La crisis sanitaria ha tenido serias repercusiones en los grupos migrantes más vulnerables. Sobre todo en las fases de confinamiento estricto, los efectos han sido devastadores para aquellos que laboran en la economía sumergida y se encuentran en situación administrativa irregular. La excepcionalidad de la pandemia ha hecho aflorar la insufrible precariedad en la que se mueven y se ha convertido en una oportunidad histórica para exigir derechos largamente demandados. Se han registrado importantes movilizaciones que han llegado de manera desigual a la opinión pública y las fuerzas políticas también han respondido de manera desigual. La reacción lógica sería que se empezara a reconocer el vital papel que desempeñan tantos inmigrantes y pudieran acceder a un digno estatuto jurídico. Pero cuesta pensar que esto se haga de manera generalizada, como sería lo suyo. Ahora que empezamos a superar el descomunal impacto de la pandemia, nos damos cuenta de que los migrantes no solo siguen ahí, sino que precisamos de ellos tanto o más que antes.
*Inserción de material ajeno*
PR #913, opened 2023-06-28
Prevent invisible "Create New" dialog under Wayland

tsujan:
Under Wayland and with Qt6, `QWidget::minimumHeight()` is zero for a dialog before it's shown. It's better to be cautious with Qt5 too.


tsujan:
Straightforward; merging....

PR #915, opened 2023-07-15
File dialog: Also add suffixes containing dot on saving

tsujan:
This patch changes a too strong condition which was used in https://github.com/lxqt/libfm-qt/commit/6575eff8ac65ddc7c82005b044f80284e449bd03 to fix a problem. With `\W` in that commit, good extensions like `.tar.gz` weren't added automatically on saving.


tsujan:
To test this, you can open lxqt-archiver, click "New", type a name with extension inside the name entry (like `haha.haha`), and change the file type combo with mouse wheel. Previously, the extension didn't change automatically with types that had dot inside them (like `.tar.xz`).

tsujan:
The change is simple. Merging...

PR #917, opened 2023-08-29
Remember password and anonymity settings of mount dialog

tsujan:
… if they are relevant.

Also, a tooltip is added about the session length.

NOTE: I'll apply the patch to the Qt6 branch after this is merged.


stefonarch:
Tested and all 3 options are working fine (after reboot using `gnome-keyring`).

Sabemos que llevas muchos años estudiando el fenómeno de las migraciones y el concomitante aumento de la xenofobia en los países ricos del Norte, pero siempre en relación con los debates éticos, jurídicos y políticos sobre los derechos humanos y la justicia global. Para ti, la clave está en no utilizar lo que llamas «el azar de las fronteras» como una coartada para justificar la desigualdad entre las personas en razón de su nacionalidad o su lugar de nacimiento. ¿Cómo crees que debería ser una política migratoria justa y respetuosa con los derechos humanos?
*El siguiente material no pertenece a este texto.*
PR #918, opened 2023-09-03
Add splitIndex parameter to FileLauncher methods

riverbl:
Add splitIndex parameter to some methods on BasicFileLauncher and FileLauncher.

Allows fixing https://github.com/lxqt/pcmanfm-qt/issues/1329.

See also https://github.com/lxqt/pcmanfm-qt/pull/1806.

### DIFF
--- a/src/core/basicfilelauncher.cpp
+++ b/src/core/basicfilelauncher.cpp
@@ -23,7 +23,7 @@ BasicFileLauncher::BasicFileLauncher():
 BasicFileLauncher::~BasicFileLauncher() {
 }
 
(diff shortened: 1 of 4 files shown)


tsujan:
Thanks for trying to add the related feature to `pcmanfm-qt`!

`libfm-qt` is a file management library; `pcmanfm-qt` is just one app which uses it. I'm afraid adding methods to its core classes for such a special use case isn't a good approach.

riverbl:
Cheers for the quick response.

I've modified my pull request to pcmanfm-qt to not need this change.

Como sostiene el Pacto Mundial para una Migración Segura, Ordenada y Regular, rubricado en 2018 por 163 países, se ha de “aumentar la disponibilidad y flexibilidad de las vías de migración regular”. Este objetivo es crucial en un momento en que los gobiernos tienden cada vez más a criminalizar la migración irregular sin ofrecer como contrapartida unos canales seguros y previsibles. Si los países desarrollados precisan de un número cada vez mayor de mano de obra extranjera para que sus economías resulten sostenibles y paliar el envejecimiento de la población, un mínimo de sentido común exigiría que la migración no fuera obstaculizada, sino más bien encauzada. Pero por razonable que parezca, afirmar esto es ir a contracorriente. Es indignante el cinismo de quienes afirman no posicionarse en contra de la inmigración en general, sino tan sólo contra la inmigración ilegal. Pero, ¿dónde están esos canales para poder entrar, por ejemplo, en España legalmente como inmigrante? ¿Cuál es su alternativa, que todo siga como estaba?
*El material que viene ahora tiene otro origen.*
PR #920, opened 2023-09-06
Fixed a crash on deleting pathbar

tsujan:
The crash would happen if a pathbar was deleted while its path-edit had focus (e.g., by pressing F6 inside path-edit in pcmanfm-qt). The reason is explained in the code comment.

Fixes https://github.com/lxqt/libfm-qt/issues/919


stefonarch (approved):
Can confirm the issue and the  fix for it.

PR #1118, opened 2026-09-16
Show and hide file dialog immediately before showing it with delay

tsujan:
This makes it possible to get access to our file dialog immediately when needed. For example, such an access is needed for setting the dialog's layer on Wayland.

WARNING: This patch should be tested thoroughly, under both X11 and Wayland.

Without the delayed showing, the file dialog would be completely blocked and might block the window of the calling app too, in which case killing the app would be the only solution. So, the delayed showing is kept intact here. But I'm not sure about probable side effects of showing and hiding. Theoretically no side effect comes to my mind, but who knows? Hence the need for testing.


tsujan:
Superseded by https://github.com/lxqt/libfm-qt/pull/1119

PR #1119, opened 2026-09-17
remove bogus hack and just use the QPA API as was meant to

luebking:
And nobody gets to call this victory: I know that you're trying to trick me into installing a DE.
Doesn't count :P


tsujan (approved):
It is a victory.

PR #1122, opened 2026-09-20
Removed version check for Qt < 6.8

stefonarch:


tsujan:
Thanks, but please don't remove the comment. It could be useful and even prevent headaches later.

En un mundo marcado por enormes brechas de desigualdad, mantener cerradas las fronteras para preservar la integridad y el bienestar de la comunidad política receptora sólo podría considerarse un objetivo legítimo si se cumplen los deberes globales de justicia en materia de distribución. En nuestros días ése no es el caso. Es en este contexto en donde se formula la «provocadora» propuesta de abrir las fronteras, cuya mera formulación ya supone un profundo cuestionamiento del statu quo. Como he mostrado en mis trabajos, hay una variedad de potentes argumentos a favor del derecho de todo Estado a controlar la inmigración y, en sentido contrario, muchas consideraciones fuertes que sugieren que los países están obligados a mantener las fronteras abiertas. Frente a estos dos polos, se abre paso una tercera vía, que, en combinación con argumentos de tipo realista, defiende que un cierto grado de cierre de las fronteras es moralmente permisible. La complejidad de la situación no se deja atrapar en dilemas simplificadores y excluyentes. La cuestión crucial no sería decidir entre todo y nada, sino determinar en cada caso cuál es el grado óptimo de apertura o de cierre.